Would you set down every line of the data below exactly as it reads?

### The records
※

PR #705, opened 2018-05-23
Not finished Cohorts / IRs should be invalidated on startup

wivern:
closes OHDSI/WebAPI#429

### DIFF
--- a/js/components/cohort-definitions/cohort-definition-manager.js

※

### Written response
PR #705, opened 2018-05-23
Not finished Cohorts / IRs should be invalidated on startup

wivern:
closes OHDSI/WebAPI#429

### DIFF
--- a/js/components/cohort-definitions/cohort-definition-manager.js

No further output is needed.